#### [Task requirements]
Please write out all of the records below exactly as they appear.

*** Opening of Input records ***

PR #125, opened 2018-11-28
Swagger2 - Add empty multibinder for ModelConverter

venki09:

Fixing a defect with swagger2 module where no default implementation of ModelConverter was bound.

### How was it tested?
Consumed SNAPSHOT version in another service

### How to test

### DIFF
--- a/dependency-check-suppressions.xml
+++ b/dependency-check-suppressions.xml
@@ -16,4 +16,12 @@
     <gav regex="true">^org\.tukaani:xz:.*$</gav>
     <cve>CVE-2015-4035</cve>
   </suppress>
+  <!-- Vulnerability fix for guava is not released yet so we need to suppress it for the time being -->
+  <suppress>
+    <notes><![CDATA[
+   file name: auto-value-1.6.2.jar/META-INF/maven/com.google.guava/guava/pom.xml
+   ]]></notes>
+    <gav regex="true">^com\.google\.guava:guava:.*$</gav>
+    <cpe>cpe:/a:google:guava</cpe>
+  </suppress>
 </suppressions>
--- a/dependency-check-suppressions.xml
+++ b/dependency-check-suppressions.xml
@@ -21,7 +21,7 @@
     <notes><![CDATA[
    file name: auto-value-1.6.2.jar/META-INF/maven/com.google.guava/guava/pom.xml
    ]]></notes>
-    <gav regex="true">^com\.google\.guava:guava:.*$</gav>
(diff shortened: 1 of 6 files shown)


dependency-check-suppressions.xml
```diff
@@ -16,4 +16,12 @@
     <gav regex="true">^org\.tukaani:xz:.*$</gav>
     <cve>CVE-2015-4035</cve>
   </suppress>
+  <!-- Vulnerability fix for guava is not released yet so we need to suppress it for the time being -->
```
nathanschile: guava -> auto-value

swagger1/src/main/java/com/cerner/beadledom/swagger/SwaggerModule.java
```diff
@@ -62,20 +61,14 @@
...
  */
 public class SwaggerModule extends AbstractModule {
   @Override
   protected void configure() {
     requireBinding(SwaggerConfig.class);
 
     // Create empty multibinder in case no ModelConverter bindings exist
-    Multibinder<ModelConverter> swaggerModelConverterBinder = Multibinder.newSetBinder(
-        binder(), ModelConverter.class);
+    Multibinder.newSetBinder(binder(), ModelConverter.class);
```
nathanschile: How is this different than the code that exists, 
```
Multibinder<ModelConverter> swaggerModelConverterBinder = Multibinder.newSetBinder(
        binder(), ModelConverter.class);
```

dependency-check-suppressions.xml
johnlcox: Can we confirm, by directly depending on a bad guava version, that we still fail if we actually pull it in even with this suppression? We really only want to suppress the false-positive from the pom included in autovalue.

nab0310: When I manually force the guava version down to `23.4`, the build passes.

nab0310: It works, instead of 
`<gav regex="true">^com\.google\.guava:guava:.*$</gav>` 
we can specify a file path for it to look on: 
`<filePath regex="true">.*auto-value-1.6.2\.jar.*$</filePath>`

Resource: https://jeremylong.github.io/DependencyCheck/general/suppression.html

venki09: Awesome thanks! cfa713b

johnlcox: Now the comment just needs updated.

venki09: oops. Forgot to push the commit 3db9829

*** Close of Input records ***

#### [Expected answer]
PR #125, opened 2018-11-28
Swagger2 - Add empty multibinder for ModelConverter

venki09:

Fixing a defect with swagger2 module where no default implementation of ModelConverter was bound.

### How was it tested?
Consumed SNAPSHOT version in another service

### How to test

### DIFF
--- a/dependency-check-suppressions.xml
+++ b/dependency-check-suppressions.xml
@@ -16,4 +16,12 @@
     <gav regex="true">^org\.tukaani:xz:.*$</gav>
     <cve>CVE-2015-4035</cve>
   </suppress>
+  <!-- Vulnerability fix for guava is not released yet so we need to suppress it for the time being -->
+  <suppress>
+    <notes><![CDATA[
+   file name: auto-value-1.6.2.jar/META-INF/maven/com.google.guava/guava/pom.xml
+   ]]></notes>
+    <gav regex="true">^com\.google\.guava:guava:.*$</gav>
+    <cpe>cpe:/a:google:guava</cpe>
+  </suppress>
 </suppressions>
--- a/dependency-check-suppressions.xml
+++ b/dependency-check-suppressions.xml
@@ -21,7 +21,7 @@
     <notes><![CDATA[
    file name: auto-value-1.6.2.jar/META-INF/maven/com.google.guava/guava/pom.xml
    ]]></notes>
-    <gav regex="true">^com\.google\.guava:guava:.*$</gav>
(diff shortened: 1 of 6 files shown)


dependency-check-suppressions.xml
```diff
@@ -16,4 +16,12 @@
     <gav regex="true">^org\.tukaani:xz:.*$</gav>
     <cve>CVE-2015-4035</cve>
   </suppress>
+  <!-- Vulnerability fix for guava is not released yet so we need to suppress it for the time being -->
```
nathanschile: guava -> auto-value

swagger1/src/main/java/com/cerner/beadledom/swagger/SwaggerModule.java
```diff
@@ -62,20 +61,14 @@
...
  */
 public class SwaggerModule extends AbstractModule {
   @Override
   protected void configure() {
     requireBinding(SwaggerConfig.class);
 
     // Create empty multibinder in case no ModelConverter bindings exist
-    Multibinder<ModelConverter> swaggerModelConverterBinder = Multibinder.newSetBinder(
-        binder(), ModelConverter.class);
+    Multibinder.newSetBinder(binder(), ModelConverter.class);
```
nathanschile: How is this different than the code that exists, 
```
Multibinder<ModelConverter> swaggerModelConverterBinder = Multibinder.newSetBinder(
        binder(), ModelConverter.class);
```

dependency-check-suppressions.xml
johnlcox: Can we confirm, by directly depending on a bad guava version, that we still fail if we actually pull it in even with this suppression? We really only want to suppress the false-positive from the pom included in autovalue.

nab0310: When I manually force the guava version down to `23.4`, the build passes.

nab0310: It works, instead of 
`<gav regex="true">^com\.google\.guava:guava:.*$</gav>` 
we can specify a file path for it to look on: 
`<filePath regex="true">.*auto-value-1.6.2\.jar.*$</filePath>`

Resource: https://jeremylong.github.io/DependencyCheck/general/suppression.html

venki09: Awesome thanks! cfa713b

johnlcox: Now the comment just needs updated.

venki09: oops. Forgot to push the commit 3db9829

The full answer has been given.